Sat Nov 24, 2018, 12:41 PM
Nov 2018

This is a group that already accepts an all-powerful deity, authoritarianism. It's a small jump to worship this pig who eats at the trough of divisiveness, meanness, violence, lies, and greed. It's not like his followers don't know this about him. I've heard repeatedly that they know he lies, is mean, is greedy, etc. But they accept that.

You can't appeal to the logic in a cult member. Cultism isn't logical, to begin with. I guess you can only replace one cult leader with another, or employ deprogramming.

jmowreader

(50,557 posts)
14. Hmmm....
Sat Nov 24, 2018, 12:49 PM
Nov 2018

So this explains why the Deplorables decided to vote into office a man who sells $25 hamburgers in his Chicago hotel.

JudyM

(29,235 posts)
15. Financial elites rally people around divisive smears of cultural "elites" with the help of
Sat Nov 24, 2018, 01:17 PM
Nov 2018

religious “elites.” Derisiveness is apparently a more important pasttime activity/value to support than compassion.

crazycatlady

(4,492 posts)
16. Yet look at who the GOP nominates for POTUS
Sat Nov 24, 2018, 01:31 PM
Nov 2018

21st century nominees

1) Son of a former president who chose politics over owning an MLB team
2) Guy who married an heiress and could not tell you how many houses he owned
3) Vulture capitalist who has an elevator for his cars on one of his properties
4) Wealthy real-estate investor who's claim to fame was selling people on the country club lifestyle. Lives in a penthouse of a tower that bears his name.

 

Small-Axe

(359 posts)
17. Populism is toxic.
Sat Nov 24, 2018, 01:43 PM
Nov 2018

In both its right-wing and left-wing variations.
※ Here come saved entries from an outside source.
PR #7781, opened 2021-08-18
Update x/sys for sdk to support go 1.17

roopakv:
# Description

This updates x/sys for the sdk and therefor adds support for go 1.17. More info here https://github.com/Homebrew/homebrew-core/pull/83413

This also ran go mod tidy to clean up the go.sum file :)

## Checklist

- [x] I have added tests that prove my fix is effective or that my feature works

PR #7799, opened 2021-08-19
Fix order of go mod tidy

t0yv0:
# Description

Fixes issues similar to the one surfacing in:
https://github.com/pulumi/pulumi/pull/7781

Basically `go mod tidy` fetches transitive dependencies, if it's placed after edits that point to the local SDK, then any new dependencies from the local SDK propagate automatically into integration tests without having to explicitly declare them. 

Questions:

- do we want that? or we actually want to explicitly declare those in tests projects

- is it safe to remove `go mod download` - I think `go mod tidy` includes that work

## Checklist

### DIFF
--- a/pkg/testing/integration/program.go
+++ b/pkg/testing/integration/program.go
@@ -1933,12 +1933,6 @@ func (pt *ProgramTester) prepareGoProject(projinfo *engine.Projinfo) error {
 		}
 	}
 
-	// initial tidy to resolve dependencies
-	err = pt.runCommand("go-mod-tidy", []string{goBin, "mod", "tidy"}, cwd)
-	if err != nil {
-		return err
-	}
-
 	// link local dependencies
 	for _, pkg := range pt.opts.Dependencies {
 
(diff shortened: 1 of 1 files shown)


lblackstone (approved):
LGTM

> do we want that? or we actually want to explicitly declare those in tests projects

I'd keep the current behavior for now, and we can follow up in another PR if desired. @justinvp might have more thoughts on that.

> is it safe to remove go mod download - I think go mod tidy includes that work

Yes, that's right

t0yv0:
Fascinating, I'm still confused by the Go ecosystem a bit.

If test or library T declares dependency on Pulumi SDK P, but P depends on Q for its internal workings, it feels weird to be asking T declare dependency on Q? If T code does not reference anything from Q? Should not transitive dependency resolution kick in in this case?

But I really am not sure and I don't have a strong opinion here. @justinvp LMK if you just want me to back out this change and I will.

justinvp:
> @justinvp LMK if you just want me to back out this change and I will.

No, this change LGTM! Maybe I misunderstood the comments above? I'm fine with this change, I was just thinking we'd continue specifying things like the following in tests for now:

https://github.com/pulumi/pulumi/blob/da2bd2ab043f2588b3a136846da1b97505326f25/tests/integration/integration_go_test.go#L25-L27

t0yv0:
Oh yes.. I think without the change, golang.org/x/sys upgrade of Pulumi SDK failed and forced one to edit or add golang.org/x/sys to go.sum of integration tests, which feels ODD. SO let's keep it.

PR #7814, opened 2021-08-20
Implement 5758 {fn}_output codgen for Python

t0yv0:
# Description

Implements #5758 for Python.

Temporarily based on t0yv0/5758-go-3 until that gets merged into master, then will rebase. The base contains shared schema tests from before.

## Checklist


t0yv0:
Expecting runtime checks fail on Windows due to paths, if so will fix then... Don't have a Windows VM handy.

PR #7817, opened 2021-08-20
Iwahbe/2715/add pulumi about command

### LINKED ISSUE #2715: Add command to output information for support
When troubleshooting issues we often need to ask users for additional information. This information typically comes from many different sources - the stack, dependencies, etc.

We should add a command or `pulumi help --support-info` (or similar) argument that gathers all of this information automatically for users to submit when they need help or support. 

Items that should be gathered:
- version info - of cli and plugins used
- OS version
- app dependency info - `package.json`, `requirements.txt`, etc
- stack info - name, resource list, any `pending_operations`, etc.
- log location information (probably not the log data themselves but provide the location in case the user wants to provide them too)
- the backend in use - `app.pulumi.com`, local, s3, etc.

This information should be output to stdout so that users can review and "scrub" information they want to omit before sharing.

iwahbe:
# Description

Adds a new command: `pulumi about` which should print out the information necessary to debug a failure in the pulumi CLI
Fixes #2715 

## Checklist


pkg/cmd/pulumi/about.go
```diff
@@ -0,0 +1,304 @@
...
+			),
+		}
+
+	return cmd
+}
+
+func formatPluginAbout() error {
+	var plugins []workspace.PluginInfo
+	var err error
+	plugins, err = workspace.GetPluginsWithMetadata()
```
emiliza, line 124: Would be great to display just the plugins and versions being used for the project, not all plugins installed

pkg/cmd/pulumi/about.go
```diff
@@ -0,0 +1,304 @@
...
+				}
+				fmt.Print("\n")
+
+				var proj *workspace.Project
+				var pwd string
+				if proj, pwd, err = readProject(); err != nil {
+					err = errors.Wrap(err, "Failed to read project for diagnosis")
+					warn(err, &opts)
+				} else {
+					fmt.Printf("This is a %s project.\n\n", proj.Runtime.Name())
```
emiliza, line 85: Also would be nice to get runtime version

pkg/cmd/pulumi/about.go
```diff
@@ -0,0 +1,304 @@
...
+		})
+	}
+	cmdutil.PrintTable(cmdutil.Table{
+		Headers: []string{"NAME", "VERSION"},
+		Rows:    rows,
+	})
+	return nil
+}
+
+func formatHostAbout() error {
```
emiliza, line 154: We don't have lots of test coverage for the CLI - let's take this opportunity to get some tests added :D

pkg/cmd/pulumi/about.go
iwahbe: The runtime version of what? Can you please clarify?

emiliza: Version of node/python/etc. Figure let's collect all the helpful telemetry while we're here

pkg/cmd/pulumi/about.go
```diff
@@ -0,0 +1,407 @@
...
+	"github.com/pulumi/pulumi/sdk/v3/go/common/diag/colors"
+	"github.com/pulumi/pulumi/sdk/v3/go/common/resource"
+	"github.com/pulumi/pulumi/sdk/v3/go/common/util/cmdutil"
+	"github.com/pulumi/pulumi/sdk/v3/go/common/util/executable"
+	"github.com/pulumi/pulumi/sdk/v3/go/common/workspace"
+	"github.com/pulumi/pulumi/sdk/v3/python"
+)
+
+func newAboutCmd() *cobra.Command {
+	short := "Print information about the pulumi enviroment."
```
joeduffy, line 44:
```suggestion
	short := "Print information about the Pulumi enviroment."
```

pkg/cmd/pulumi/about.go
```diff
@@ -0,0 +1,407 @@
...
+		}),
+	})
+
+}
+
+func formatLogAbout() {
+	logDir := flag.Lookup("log_dir")
+	if logDir != nil && logDir.Value.String() != "" {
+		fmt.Printf("Pulumi locates it's logs in %s\n", logDir)
+	} else if runtime.GOOS != "windowns" {
```
joeduffy, line 319:
```suggestion
	} else if runtime.GOOS != "windows" {
```

pkg/cmd/pulumi/about.go
```diff
@@ -0,0 +1,407 @@
...
+			[]string{"Go Compiler", runtime.Compiler},
+		}),
+	})
+
+}
+
+func formatLogAbout() {
+	logDir := flag.Lookup("log_dir")
+	if logDir != nil && logDir.Value.String() != "" {
+		fmt.Printf("Pulumi locates it's logs in %s\n", logDir)
```
joeduffy, line 318:
```suggestion
		fmt.Printf("Pulumi locates its logs in %s\n", logDir)
```

pkg/cmd/pulumi/about.go
```diff
@@ -0,0 +1,407 @@
...
+	}
+
+	version = strings.TrimSpace(version)
+
+	fmt.Printf("This project is a %s project (%s %s)\n", proj.Runtime.Name(), ex, version)
+	return nil
+}
+
+func warn(err error, opts *display.Options) {
+	msg := fmt.Sprintf("%swarning:%s %s\n",
```
joeduffy, line 390: In theory this could be something like

```go
cmdutil.Diag.Warningf(&diag.Diag{Message: err.Error()})
```

pkg/cmd/pulumi/about.go
```diff
@@ -0,0 +1,546 @@
...
+	// We want Version to conform to the semvar format: v0.0.0
+	Version string `json:"version"`
+}
+
+func getProjectRuntimeAbout(proj *workspace.Project) (projectRuntimeAbout, error) {
+	var ex, version string
+	var err error
+	var out []byte
+	language := proj.Runtime.Name()
+	switch language {
```
justinvp, line 474: This is fine for now, but just pointing out that this should probably live in the language host, i.e. the CLI could ask the language host for runtime information (as well as dependency information).

We have a similar TODO for `pulumi new` where we're basically using a switch on the lang, but the functionality should really live in the language host: https://github.com/pulumi/pulumi/issues/1334

https://github.com/pulumi/pulumi/blob/784c661c0cfb96f8fa609a45fc66735678dfa613/pkg/cmd/pulumi/new.go#L577

Maybe we should add a similar TODO here (and in `formatProgramDependenciesAbout` above)?

justinvp (commented):
Some comments/questions, but otherwise LGTM!

For future PRs, it'd be nice to show some example output of running the command in the PR description.

It might be fun to add some color to the output when in interactive mode, but we can always do that later.

I ran `pulumi about -j` in an empty dir and got this:

```json
$ pulumi about -j
{
  "plugins": null,
  "host": {
    "os": "darwin",
    "version": "11.4",
    "arch": "x86_64"
  },
  "backend": {
    "name": "pulumi.com",
    "url": "https://app.pulumi.com/justinvp",
    "user": "justinvp"
  },
  "currentStack": null,
  "cliAbout": {
    "version": "3.11.0-alpha.1629745492+784c661c",
    "goVersion": "go1.17",
    "goCompiler": "gc"
  },
  "runtime": null,
  "errors": [
    {},
    {},
    {}
  ]
}
```

Two questions:

1. Should we omit empty/nil values from the JSON output (e.g. "plugins", "currentStack", "runtime") via `omitempty` in the `json` struct tags?
2. What's up with the errors array showing three empty objects? Should these just be strings?

The non-JSON output is:

```
$ pulumi about
CLI          
Version      3.11.0-alpha.1629745492+784c661c
Go Version   go1.17
Go Compiler  gc

Host     
OS       darwin
Version  11.4
Arch     x86_64

Backend  
Name     pulumi.com
URL      https://app.pulumi.com/justinvp
User     justinvp

Pulumi locates its logs in /var/folders/4q/8cmjgthn18x9gwgq4fvf4q7w0000gn/T/ by default
warning: Failed to get information about the plugin: no Pulumi.yaml project file found (searching upwards from /Users/justin/Desktop/2021/08/23/empty). If you have not created a project yet, use `pulumi new` to do so
warning: Failed to read project: no Pulumi.yaml project file found (searching upwards from /Users/justin/Desktop/2021/08/23/empty). If you have not created a project yet, use `pulumi new` to do so
warning: Failed to get information about the current stack: no Pulumi.yaml project file found (searching upwards from /Users/justin/Desktop/2021/08/23/empty). If you have not created a project yet, use `pulumi new` to do so
```

pkg/cmd/pulumi/about.go
iwahbe: That makes sense. I'll do that.

iwahbe:
I assumed that `error` would serialize to string. That was my bad. I included the empty lists and `null` values because I find it simpler to read.  If I see `currentStack: null` then I know that this is the correct printout for the current stack, I just didn't find such a stack this run. Likewise `errors: []` tells me that there are no errors, which is different from not noticing any errors.

pkg/cmd/pulumi/about.go
```diff
@@ -0,0 +1,546 @@
...
+
+// This does not have an associated struct. It also does not make sense to
+// serialize.
+func formatProgramDependenciesAbout(language, root string) (string, error) {
+	var depInfo string
+	switch language {
+	case langNodejs:
+		depInfo = "package.json"
+	case langPython:
+		depInfo = "requirements.txt"
```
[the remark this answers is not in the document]
iwahbe: I can't think of any reason we don't run the command directly. It's a good idea and much simpler for the user. I'll implement it.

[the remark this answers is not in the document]
iwahbe: For python, we can directly access the interpreter buried in the virtual environment. Something like `./venv/bin/python3 -m list`.

pkg/cmd/pulumi/about_test.go
```diff
@@ -0,0 +1,66 @@
+// Copyright 2016-2021, Pulumi Corporation.
+//
+//
+// Licensed under the Apache License, Version 2.0 (the "License");
```
justinvp, line 4: Nit: There's still an extra line in here:

```suggestion
// Copyright 2016-2021, Pulumi Corporation.
//
// Licensed under the Apache License, Version 2.0 (the "License");
```

tests/about_test.go
```diff
@@ -0,0 +1,62 @@
+// Copyright 2016-2021, Pulumi Corporation.
+//
+//
+// Licensed under the Apache License, Version 2.0 (the "License");
```
justinvp, line 4: Nit: Delete extra line

```suggestion
// Copyright 2016-2021, Pulumi Corporation.
//
// Licensed under the Apache License, Version 2.0 (the "License");
```

pkg/cmd/pulumi/about.go
```diff
@@ -0,0 +1,923 @@
+// Copyright 2016-2021, Pulumi Corporation.
+//
+//
+// Licensed under the Apache License, Version 2.0 (the "License");
```
justinvp, line 4: Nit: Delete extra line

```suggestion
// Copyright 2016-2021, Pulumi Corporation.
//
// Licensed under the Apache License, Version 2.0 (the "License");
```

pkg/cmd/pulumi/about.go
```diff
@@ -0,0 +1,923 @@
...
+
+	var result []byte
+	if result, err = cmd.Output(); err != nil {
+		return "", err
+	}
+	return string(result), nil
+}
+
+func getPythonProgramDependencies(proj *workspace.Project, rootDir string,
+	transative bool) ([]programDependencieAbout, error) {
```
justinvp, line 517: Nit: transative -> transitive (applies throughout)

pkg/cmd/pulumi/about.go
```diff
@@ -0,0 +1,923 @@
...
+			})
+		}
+	}
+	return packages, nil
+}
+
+func getNodeProgramDependencies(rootDir string, transitive bool) ([]programDependencieAbout, error) {
+	// Neither "yarn list" or "npm ls" can describe what packages are required
+	// (direct dependencies). Only what packages they have installed (transitive
+	// dependencies). This means that to accuratly report only direct
```
justinvp, line 596: Nit:

```suggestion
	// dependencies). This means that to accurately report only direct
```

justinvp (approved):
LGTM

PR #7821, opened 2021-08-23
Satisfy Python lint: factor out URN parsing in Python and other fixes

t0yv0:
# Description

Python LINT started flagging duplicate code in our codebase, including on master, so I'm starting to clean up. This PR just lifts URN parsing into a shared function.

Fixes # (issue)

## Checklist


justinvp (approved):
LGTM, thanks!

t0yv0:
I'll need to work through test failures and maybe add a few tests, but thanks. Not trying to change any behavior here.

PR #7825, opened 2021-08-23
Implement 5758 {fn}_output codgen for Python

### LINKED ISSUE #5758: Functions/datasources don't compose well with Pulumi model - should accept Outputs

t0yv0:
# Description

Fixes #5758  for Python

## Checklist


pkg/codegen/internal/test/testdata/output-funcs/py_tests/funcWithAllOptionalInputs.py
```diff
@@ -0,0 +1,63 @@
...
+    if opts.version is None:
+        opts.version = _utilities.get_version()
+    __ret__ = pulumi.runtime.invoke('madeup-package:codegentest:funcWithAllOptionalInputs', __args__, opts=opts, typ=FuncWithAllOptionalInputsResult).value
+
+    return AwaitableFuncWithAllOptionalInputsResult(
+        r=__ret__.r)
+
+
+@_utilities.lift_output_func(func_with_all_optional_inputs)
+def func_with_all_optional_inputs_output(a: Optional[pulumi.Input[Optional[str]]] = None,
```
justinvp, line 60: Should we include the docstring of the function?

pkg/codegen/internal/test/testdata/output-funcs/py_tests/getIntegrationRuntimeObjectMetadatum.py
```diff
@@ -0,0 +1,96 @@
...
+        opts.version = _utilities.get_version()
+    __ret__ = pulumi.runtime.invoke('azure-native:codegentest:getIntegrationRuntimeObjectMetadatum', __args__, opts=opts, typ=GetIntegrationRuntimeObjectMetadatumResult).value
+
+    return AwaitableGetIntegrationRuntimeObjectMetadatumResult(
+        next_link=__ret__.next_link,
+        value=__ret__.value)
+
+
+@_utilities.lift_output_func(get_integration_runtime_object_metadatum)
+def get_integration_runtime_object_metadatum_output(factory_name: Optional[pulumi.Input[str]] = None,
```
justinvp, line 91: Is the plan to have the args of the `_output` variant follow the exact same pattern as the source function (where all args are optional with `= None`, w/ pending runtime check to ensure required args are set) for consistency, or do we want to use the "improved" signature uses by methods and args classse, where we force args be specified by keyword (via a `*` arg, and sort required args first and annotate as non-optional, followed by optional args set to `= None`)? The former (what you have currently in this PR) sounds fine to me, but I was just wondering.

t0yv0: I see it's the same comment you had in https://github.com/pulumi/pulumi/pull/7825

I think we should opt for consistency here and consider switching to the improved signature in both versions of the function later, which would be a breaking change for consumers calling arguments positionally, right? 

I started trying to jot down an issue but I think it's best if you do it, I have some doubt if it is unconditionally a good idea. The '*' trick to require call sites to use keywords is a good idea in my book, in fact I'd require all methods to use keywords if it was up to me (like in Smalltalk) but what I have doubts about is sorting the required arguments. 

Sorting.. seems weird to me. Either the schema has order, in which case the schema authors can arrange the most aesthetically pleasing order of these positional arguments, or it does not have order. In case it does not have order, sorting makes arbitrary decisions that can feel ugly. If all args required keywords the caller could make the decision? 

Checking up how it works, perhaps this:

```
def foo_bar(*, a, b=None, c=None):
    pass

# foo_bar()
# TypeError: foo_bar() missing 1 required keyword-only argument: 'a

foo_bar(a=1)
```

Also thinking out loud, we might need the order in the schema at least for deciding in which order we document parameters. We could have data on which parameters are most frequently set to make them float up in the docs.

t0yv0: Also let me actually test if positionally passing arguments even works right now through the `lift_output_func` combinator.. I don't think I was careful enough to test this...

t0yv0: That didn't work in fact.. added some tests now and fixed the decorator to use `inspect` to bind correctly.

t0yv0:
Docstring type signatures are approximate (str) but they were also approximate before the change, I'd prefer to tackle that later when optimizing docstrings for IDEs.

t0yv0:
@justinvp PTAL

PR #7829, opened 2021-08-24
Auto dotnet plugin install server

t0yv0:
# Description

Same as https://github.com/pulumi/pulumi/pull/7796 just with master merged, trying to get the CI checks to work.

## Checklist


t0yv0:
```
  === FAIL: integration TestLargeResourceDotNet (unknown)

```
Believe this to be flaky.

PR #7834, opened 2021-08-25
Implemented `sha1()` support for Code Generator

T-Vova:
# Description
Implemented Terraform's `sha1()` function for all 4 languages, solving a total of 20 code generation errors in the AWS provider

### DIFF
--- a/pkg/codegen/dotnet/gen_program_expressions.go
+++ b/pkg/codegen/dotnet/gen_program_expressions.go
@@ -325,7 +325,7 @@ func (g *generator) GenFunctionCallExpression(w io.Writer, expr *model.FunctionC
 		g.Fgen(w, ")")
 	case "sha1":
 		// Assuming the existence of the following helper method located earlier in the preamble
-		g.Fgenf(w, "sha1(%v)", expr.Args[0])
+		g.Fgenf(w, "ComputeSHA1(%v)", expr.Args[0])
 	default:
 		g.genNYI(w, "call %v", expr.Name)
 	}
--- a/pkg/codegen/dotnet/gen_program_expressions.go
+++ b/pkg/codegen/dotnet/gen_program_expressions.go
@@ -242,6 +242,7 @@ var functionNamespaces = map[string][]string{
 	"readFile": {"System.IO"},
 	"toJSON":   {"System.Text.Json", "System.Collections.Generic"},
 	"toBase64": {"System"},
+	"sha1":     {"System.Security.Cryptography", "System.Text"},
 }
 
 func (g *generator) genFunctionUsings(x *model.FunctionCallExpression) []string {
@@ -322,6 +323,9 @@ func (g *generator) GenFunctionCallExpression(w io.Writer, expr *model.FunctionC
 		g.Fgen(w, "JsonSerializer.Serialize(")
 		g.genDictionary(w, expr.Args[0])
 		g.Fgen(w, ")")
+	case "sha1":
+		// Assuming the existence of the following helper method located earlier in the preamble
+		g.Fgenf(w, "sha1(%v)", expr.Args[0])
 	default:
 		g.genNYI(w, "call %v", expr.Name)
 	}
--- a/pkg/codegen/dotnet/utilities.go
+++ b/pkg/codegen/dotnet/utilities.go
@@ -129,10 +129,10 @@ func getHelperMethodIfNeeded(functionName string) (string, bool) {
 	switch functionName {
 	case "sha1":
 		methodBody =
-			`private static string sha1(string input) {
+			`private static string ComputeSHA1(string input) {
 		return BitConverter.ToString(
-			new SHA1Managed().ComputeHash(Encoding.UTF8.GetBytes(%v))
-		).Replace("-","").ToLower());
+			SHA1.Create().ComputeHash(Encoding.UTF8.GetBytes(%v))
+		).Replace("-","").ToLowerInvariant());
 	}`
 	default:
 		methodBody = ""
--- a/pkg/codegen/dotnet/utilities.go
+++ b/pkg/codegen/dotnet/utilities.go
@@ -131,7 +131,7 @@ func getHelperMethodIfNeeded(functionName string) (string, bool) {
 		methodBody =
 			`private static string ComputeSHA1(string input) {
 		return BitConverter.ToString(
-			SHA1.Create().ComputeHash(Encoding.UTF8.GetBytes(%v))
+			SHA1.Create().ComputeHash(Encoding.UTF8.GetBytes(input))
 		).Replace("-","").ToLowerInvariant());
 	}`
 	default:
--- a/pkg/codegen/dotnet/utilities.go
+++ b/pkg/codegen/dotnet/utilities.go
@@ -15,10 +15,11 @@
 package dotnet
 
 import (
-	"github.com/pulumi/pulumi/pkg/v3/codegen"
 	"regexp"
 	"strings"
 	"unicode"
+
+	"github.com/pulumi/pulumi/pkg/v3/codegen"
 
 	"github.com/pkg/errors"
 )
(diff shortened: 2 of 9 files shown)


pkg/codegen/dotnet/utilities.go
```diff
@@ -118,3 +119,23 @@ func makeSafeEnumName(name, typeName string) (string, error) {
...
+// encapsulate them as their own function in the preamble.
+func getHelperMethodIfNeeded(functionName string) (string, bool) {
+	var methodBody string
+
+	switch functionName {
+	case "sha1":
+		methodBody =
+			`private static string sha1(string input) {
+		return BitConverter.ToString(
+			new SHA1Managed().ComputeHash(Encoding.UTF8.GetBytes(%v))
```
justinvp, line 134: The latest .NET version marks `SHA1Managed` obsolete and says to just use `SHA1.Create`:

https://github.com/dotnet/runtime/blob/3633a7d0930abaca701385c1059b80ca157e98c6/src/libraries/System.Security.Cryptography.Algorithms/src/System/Security/Cryptography/SHA1Managed.cs#L9

https://github.com/dotnet/runtime/blob/35cf750ea50f13f215e9eb6d3ecb6dea48b081d1/src/libraries/Common/src/System/Obsoletions.cs#L75

Let's just go ahead and do that here.

```suggestion
			SHA1.Create().ComputeHash(Encoding.UTF8.GetBytes(%v))
```

pkg/codegen/dotnet/utilities.go
```diff
@@ -118,3 +119,23 @@ func makeSafeEnumName(name, typeName string) (string, error) {
...
+// Provides code for a method which will be placed in the program preamble if deemed
+// necessary. Because many Terraform functions are complex, it is much prettier to
+// encapsulate them as their own function in the preamble.
+func getHelperMethodIfNeeded(functionName string) (string, bool) {
+	var methodBody string
+
+	switch functionName {
+	case "sha1":
+		methodBody =
+			`private static string sha1(string input) {
```
justinvp, line 132: The [convention](https://docs.microsoft.com/en-us/dotnet/standard/design-guidelines/capitalization-conventions) in .NET is to use PascalCasing for methods. Having it all lowercase feels out of place. We can't use `SHA1` as that conflicts with the type in the `System.Security.Cryptography` namespace. How about naming it `ComputeSHA1`?

```suggestion
			`private static string ComputeSHA1(string input) {
```

pkg/codegen/dotnet/utilities.go
```diff
@@ -118,3 +119,23 @@ func makeSafeEnumName(name, typeName string) (string, error) {
...
+		return BitConverter.ToString(
+			new SHA1Managed().ComputeHash(Encoding.UTF8.GetBytes(%v))
+		).Replace("-","").ToLower());
```
justinvp, line 135: `ToLower()` uses the casing rules for the current culture. We can avoid that by using `ToLowerInvariant()`.

```suggestion
		).Replace("-","").ToLowerInvariant());
```

justinvp (commented):
Sorry for the "drive by" review, but noticed the PR and took a quick look and had some comments on the .NET implementation.

T-Vova:
> Sorry for the "drive by" review, but noticed the PR and took a quick look and had some comments on the .NET implementation.
No problem. Thanks for the review!

pkg/codegen/dotnet/gen_program_expressions.go
```diff
@@ -322,6 +323,9 @@ func (g *generator) GenFunctionCallExpression(w io.Writer, expr *model.FunctionC
 		g.Fgen(w, "JsonSerializer.Serialize(")
 		g.genDictionary(w, expr.Args[0])
 		g.Fgen(w, ")")
+	case "sha1":
+		// Assuming the existence of the following helper method located earlier in the preamble
+		g.Fgenf(w, "sha1(%v)", expr.Args[0])
```
justinvp, line 328: This will need to be changed as well:

```suggestion
		g.Fgenf(w, "ComputeSHA1(%v)", expr.Args[0])
```

pkg/codegen/dotnet/utilities.go
```diff
@@ -118,3 +119,23 @@ func makeSafeEnumName(name, typeName string) (string, error) {
...
+// encapsulate them as their own function in the preamble.
+func getHelperMethodIfNeeded(functionName string) (string, bool) {
+	var methodBody string
+
+	switch functionName {
+	case "sha1":
+		methodBody =
+			`private static string ComputeSHA1(string input) {
+		return BitConverter.ToString(
+			SHA1.Create().ComputeHash(Encoding.UTF8.GetBytes(%v))
```
lukehoban, line 134: Is the `%v` intentional here?  It looks like this should be referencing `input`?

pkg/codegen/go/gen_program_utils.go
```diff
@@ -54,3 +54,32 @@ func (p *promptToInputArrayHelper) getPromptItemType() string {
...
+				} else {
+					panic(err.Error())
+				}
+			}`
+	case "sha1":
+		methodBody =
+			`func sha1(input string) pulumi.StringPtrInput {
+				inputBytes := []byte(input)
+				return pulumi.String(fmt.Sprintf("%x", sha1.Sum(inputBytes)))
+			}`
```
lukehoban, line 80: Interestingly, this one requires no error handling, so could have just been inlined. But most likely nicer to read the way you have structured this.

pkg/codegen/nodejs/gen_program.go
```diff
@@ -179,7 +179,7 @@ func (g *generator) genPreamble(w io.Writer, program *hcl2.Program) {
 			continue
 		}
 		as := makeValidIdentifier(path.Base(pkg))
-		if as != pkg {
+		if as != pkg || pkg == "crypto" {
```
lukehoban, line 182: Why is this needed?

lukehoban (commented):
Will be great to rebase this after merging the other PRs it build on top of, but other than the note about the .NET helper, these changes look great.

pkg/codegen/nodejs/gen_program.go
T-Vova: `import * from "crypto"` doesn't compile properly when the `ComputeSHA1` method is added, and so I force it to use `import * as crypto from "crypto"` instead.

pkg/codegen/dotnet/utilities.go
T-Vova: Done.

pkg/codegen/go/gen_program_utils.go
T-Vova: I thought the same. If the inlined method ends up being too long, moving it into a helper is preferable for the users of the example.

pkg/codegen/go/gen_program_utils.go
```diff
@@ -54,3 +54,32 @@ func (p *promptToInputArrayHelper) getPromptItemType() string {
...
+					return pulumi.String(string(fileData[:]))
+				} else {
+					panic(err.Error())
+				}
+			}`
+	case "sha1":
+		methodBody =
+			`func sha1(input string) pulumi.StringPtrInput {
+				inputBytes := []byte(input)
+				return pulumi.String(fmt.Sprintf("%x", sha1.Sum(inputBytes)))
```
pgavlin, line 79: I don't think that this does what you want it to do:
- This won't compile, since `sha1` in `sha1.Sum` binds to `func sha1`. See https://play.golang.org/p/2ZCM_uilVdp for an example of the error here.
- `fmt.Sprintf("%x", someBytes)` won't format the bytes as a hex string--you need to use [`encoding/hex.EncodeToString](https://pkg.go.dev/encoding/hex#EncodeToString) to do that.

The `sha1Hash` function in this code should do what you want: https://play.golang.org/p/GF-55iRvw00

pgavlin (changes requested):

pgavlin (approved):
LGTM, though we should land https://github.com/pulumi/pulumi/pull/7806 first and then rebase this on top.

stack72:
Merging this as this is a flaky test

Populism is the ideological enemy of liberalism.

paleotn

(17,912 posts)
18. There once was a time when the average jane and joe were wise...
Sat Nov 24, 2018, 02:50 PM
Nov 2018

Wise in the they knew what they did not know and relied on the consensus of those who DID to form an opinion. Now they pull some uneducated shit out of their collective asses and consider that steaming pile to be on the same plateau as expertise. In the post truth world, everyone's opinion has equal weight, even when that opinion is so ridiculously uneducated and uninformed as to be comical in the extreme. Actually it sure as shit isn't funny anymore. It's like the old drunk guy at the end of the bar...the one who won't shut the hell up no matter how stupidly he rants...is now running he country. Idiocracy is now upon us.